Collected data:
[Start of Attachment]
PR #5177, opened 2026-05-19
add OIDC token renewal to prevent session expiry errors in using lege…

bojja-gs:
…nd AI LLM service and orchestrator

- [ ] Test(s) added

### DIFF
--- a/packages/legend-application-marketplace/src/application/LegendMarketplaceWebApplication.tsx
+++ b/packages/legend-application-marketplace/src/application/LegendMarketplaceWebApplication.tsx
@@ -21,7 +21,10 @@ import {
   CubesLoadingIndicatorIcon,
   GhostIcon,
 } from '@finos/legend-art';
-import { useApplicationStore } from '@finos/legend-application';
+import {
+  useApplicationStore,
+  LegendTokenSync,
+} from '@finos/legend-application';
 import {
   BrowserEnvironmentProvider,
   Outlet,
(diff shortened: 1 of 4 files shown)


packages/legend-application-marketplace/src/application/LegendMarketplaceWebApplication.tsx
```diff
@@ -463,11 +466,13 @@ export const LegendMarketplaceWebApplication = observer(
...
     return (
       <AuthProvider {...mergedOIDCConfig}>
-        <BrowserEnvironmentProvider baseUrl={baseUrl}>
-          <LegendMarketplaceFrameworkProvider>
-            <LegendMarketplaceWebApplicationRouter />
-          </LegendMarketplaceFrameworkProvider>
-        </BrowserEnvironmentProvider>
+        <LegendTokenSync>
+          <BrowserEnvironmentProvider baseUrl={baseUrl}>
+            <LegendMarketplaceFrameworkProvider>
```
MauricioUyaguari, line 471: If I'm reading the diff correctly, <LegendTokenSync> is being placed between <AuthProvider> and <BrowserEnvironmentProvider>. That will throw at runtime because LegendTokenSync calls useApplicationStore() internally, which requires ApplicationStoreProvider to be an ancestor — and that provider lives inside LegendMarketplaceFrameworkProvider, which is nested below BrowserEnvironmentProvider.

should it be moved?

MauricioUyaguari (changes requested):

packages/legend-application-marketplace/src/application/LegendMarketplaceWebApplication.tsx
bojja-gs: actuallly the placement is correct. ApplicationStoreProvider wraps the entire app at root level in LgendMarketplace.tsx, so when we do LegendTokenSync is already ancestor of that so. 

and to my understanding, legendmarketplaceframeworkprovider is consuming the store via applicationframeworkprovider, so guess here it wont do some sort of provider. 

no need to remove i think. there are some 8 tests which we are calling so all passed.

MauricioUyaguari (approved):

PR #5255, opened 2026-06-11
Add SDLC auth pop up

AFine-gs:
Create a mechanism to recover from lost SDLC auth without resetting local state.  When SDLC gets a 401 - trigger a pop up to generate a new auth and also add a manual SDLC Re-auth button to the task bar.


packages/legend-application-studio/src/stores/LegendStudioBaseStore.ts
```diff
@@ -206,6 +255,314 @@ export class LegendStudioBaseStore {
...
+        if (closedPoll !== undefined) {
+          clearInterval(closedPoll);
+          closedPoll = undefined;
+        }
+        try {
+          popup.close();
+        } catch {
+          // ignored — popup may already be closed or cross-origin
+        }
+        if (!signalled) {
```
MauricioUyaguari: If the SDLC server or IdP sends Cross-Origin-Opener-Policy: same-origin anywhere in the redirect chain, the browser severs window.opener and the callback page's postMessage never reaches us. The user completes auth successfully, the popup closes itself, and the closedPoll lands here — failing the flow and showing an error even though the session cookie actually landed.

Suggestion: when we get here via popup closure (as opposed to popup-blocked), run verifySDLCSessionAfterReAuth() before failing instead of resolving false outright. It costs one GET and makes the flow robust against opener severing, and against any callback page that fails to signal. The signalled flag could become a tri-state ('signalled' | 'closed') so the popup-blocked path can still fail fast.

packages/legend-application-studio/src/stores/LegendStudioBaseStore.ts
```diff
@@ -206,6 +255,314 @@ export class LegendStudioBaseStore {
...
+    if (this.inFlightAutoReAuth) {
+      return this.inFlightAutoReAuth;
+    }
+    // Loop guard: we've already auto-attempted once this episode. Surface
+    // the manual fallback and stop auto-retrying.
+    if (this.autoPopupReAuthAttempted) {
+      this.notifyManualReAuthAvailable();
+      return Promise.resolve(false);
+    }
+    this.autoPopupReAuthAttempted = true;
```
MauricioUyaguari, line 332: If a 401 arrives while a manual popup is already open, this line consumes the episode's one auto-attempt, then reAuthorizeSDLCInPopup() immediately short-circuits on popupReAuthState.isInProgress and returns false — so the user gets the "Automatic SDLC re-authentication did not complete, click the shield icon" warning while the popup is literally on screen.

Suggestion: check this.popupReAuthState.isInProgress before setting the flag, and in that case return (or await) the in-flight manual attempt's outcome instead of consuming the episode and warning.

packages/legend-application-studio/src/stores/LegendStudioBaseStore.ts
```diff
@@ -206,6 +255,314 @@ export class LegendStudioBaseStore {
...
+    // because cookies didn't actually land) MUST NOT recurse into the popup
+    // flow — that would return the in-flight outer promise and deadlock.
+    if (this.suppressAutoReAuth) {
+      return Promise.resolve(false);
+    }
+    // Coalesce concurrent callers.
+    if (this.inFlightAutoReAuth) {
+      return this.inFlightAutoReAuth;
+    }
+    // Loop guard: we've already auto-attempted once this episode. Surface
```
MauricioUyaguari, line 326: Once the single auto-attempt fails (most commonly because window.open from a 401 response handler lacks transient user activation and gets popup-blocked), the episode never resets until a re-auth succeeds. From then on, every failing SDLC request lands in this branch and fires notifyManualReAuthAvailable() — a burst of editor requests after session expiry will stack several identical warning toasts.

Consider deduping this notification (e.g. only notify if the previous warning was more than N seconds ago, or track a manualReAuthNotified flag that resets with the episode).

MauricioUyaguari (changes requested):

MauricioUyaguari (approved):

PR #5312, opened 2026-07-08
adding telemetry for ai suggestion buttons

gs-gunjan:
## Summary
Adding metrics for usage of ai suggestion buttons

- [ ] Test(s) added
- [X] No testing (please provide an explanation)


MauricioUyaguari:
i think we are missing 2 key actions, we should log when they apply the suggestion or ignore it. 
kinda of like the thumbs up thumbs down users can do on chats. 
we can use those actions as suggest or not.

MauricioUyaguari (approved):

PR #5383, opened 2026-07-28
Review token refresh

TharunRajeev:

- [ ] Test(s) added

### DIFF
--- a/.changeset/flat-moons-float.md
+++ b/.changeset/flat-moons-float.md
@@ -1,0 +1,7 @@
+---
+'@finos/legend-extension-dsl-data-product': patch
+'@finos/legend-application-marketplace': patch
+'@finos/legend-application': patch
+---
+
+Fixed marketplace users getting unauthorized errors after their ~5 minute OIDC access token expired. Removed a duplicate silent token renewal in `LegendTokenSync` that raced with the OIDC library's own automatic renewal and could wipe out a valid token, and switched approve/deny, refresh, and request-access action handlers to read the latest token via a ref instead of one captured at render time.
--- a/.changeset/polite-hounds-notice.md
+++ b/.changeset/polite-hounds-notice.md
@@ -1,0 +1,3 @@
+---
+'@finos/legend-application-studio': patch
+---
--- a/packages/legend-application-marketplace/src/application/LegendMarketplaceWebApplication.tsx
+++ b/packages/legend-application-marketplace/src/application/LegendMarketplaceWebApplication.tsx
@@ -43,7 +43,7 @@ import {
   AuthProvider,
   withAuthenticationRequired,
 } from 'react-oidc-context';
-import type { User } from 'oidc-client-ts';
+import { WebStorageStateStore, type User } from 'oidc-client-ts';
 import type { LegendMarketplaceOidcConfig } from './LegendMarketplaceApplicationConfig.js';
 import { MarketplaceLakehouseHeader } from '../components/Header/LegendMarketplaceHeader.js';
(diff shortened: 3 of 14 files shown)


MauricioUyaguari:
The PR really contains three separate fixes, and they're not equally well-chosen:

1. Removing the duplicate renewal in LegendTokenSync — yes, this is the right fix. Two independent code paths calling signinSilent() for the same expiry event is a straightforward bug, and deleting the redundant one in favor of the library's own SilentRenewService (plus addSilentRenewError for cleanup) is exactly what the library authors intend. No reasonable alternative here.

2. The tokenRef pattern for stale closures — right idea, acceptable execution. The alternatives would be keeping the token in useEffect deps (causes refetch storms on every renewal — worse) or plumbing a getToken() callback through the stores (cleaner long-term, but a much bigger refactor). The ref is the pragmatic middle ground; my only quarrel is the 10× duplication instead of one shared hook.

3. The cross-tab layer (localStorage userStore + automaticSilentRenew: false + Web Locks) — this is the questionable part, for two reasons:

Its premise may not hold. The doc comment justifies it by saying tabs "race to redeem the same single-use refresh token" — but that's internally inconsistent with the setup it describes. With the previous config (sessionStorage, per-tab), each tab completed its own silent signin and holds its own refresh token grant; there is no shared token to race over. Tabs only share a refresh token after this PR moves the store to localStorage — the change partly creates the condition it then needs Web Locks to solve. There are IdPs whose refresh-token-rotation reuse detection revokes a whole session family when tabs renew concurrently, which would justify this — but that should be established with evidence (actual invalid_grant logs from multi-tab sessions) before accepting this much machinery.
It's where all the risk lives. Replicating oidc-client-ts's storage key scheme, a hand-rolled 3-second grace period, the loser-tab stale auth.user hole from my review — every defect I found is in this layer, and none of it is covered by tests.
What I'd consider the best route:

Land fixes 1 and 2 essentially as-is (with a shared hook). There's a decent chance these two alone fix the reported bug — the dual-renewal race could plausibly explain the token getting wiped.
Hold the cross-tab layer until the multi-tab race is demonstrated to exist. If it is real, the cleaner design is leader election plus BroadcastChannel (or a storage event) with auth.events.load(user) in the follower tabs — that pushes the renewed user into react-oidc-context properly, so auth.user updates everywhere and the loser-tab staleness problem never exists. Note that MSAL and auth0-spa-js solve this exact problem internally; hand-rolling it against a library that doesn't is inherently going against the grain.
Cheap insurance regardless: a one-shot 401 → signinSilent() → retry interceptor in the server clients. It's timer-independent, covers laptop-sleep and clock-skew cases that expiry events miss, and would have masked this whole class of bug.
So: two-thirds of the PR is the right route; the third layer is the most complex, least-tested part, solves a problem that hasn't been shown to exist under the old config, and partially manufactures that problem via the storage change. I'd ask the author for the evidence behind the multi-tab race before accepting it.

MauricioUyaguari:
1. Loser tabs keep a stale auth.user — the tokenRef pattern doesn't help them (main concern).
oidc-client-ts has no storage-event listener (I checked the dist — no cross-tab user sync), so when a losing tab runs adoptRenewalFromWinner, the fresh token lands only in ApplicationStore and the cookie. auth.user?.access_token in that tab stays expired forever, and this PR's own call sites all read tokenRef.current = auth.user?.access_token. Result: in a multi-tab session, every approve/deny/refresh action in a non-winner tab still sends the expired token — the exact bug being fixed, just confined to secondary tabs. Options: have the loser call auth.events.load(user) with the persisted user to push it into the auth context, or make call sites fall back to applicationStore.getAccessToken() (which the adopt path does update)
[End of Attachment]
All lines in the data that contain the word "actually" should be copied.

MauricioUyaguari: If the SDLC server or IdP sends Cross-Origin-Opener-Policy: same-origin anywhere in the redirect chain, the browser severs window.opener and the callback page's postMessage never reaches us. The user completes auth successfully, the popup closes itself, and the closedPoll lands here — failing the flow and showing an error even though the session cookie actually landed.
+    // because cookies didn't actually land) MUST NOT recurse into the popup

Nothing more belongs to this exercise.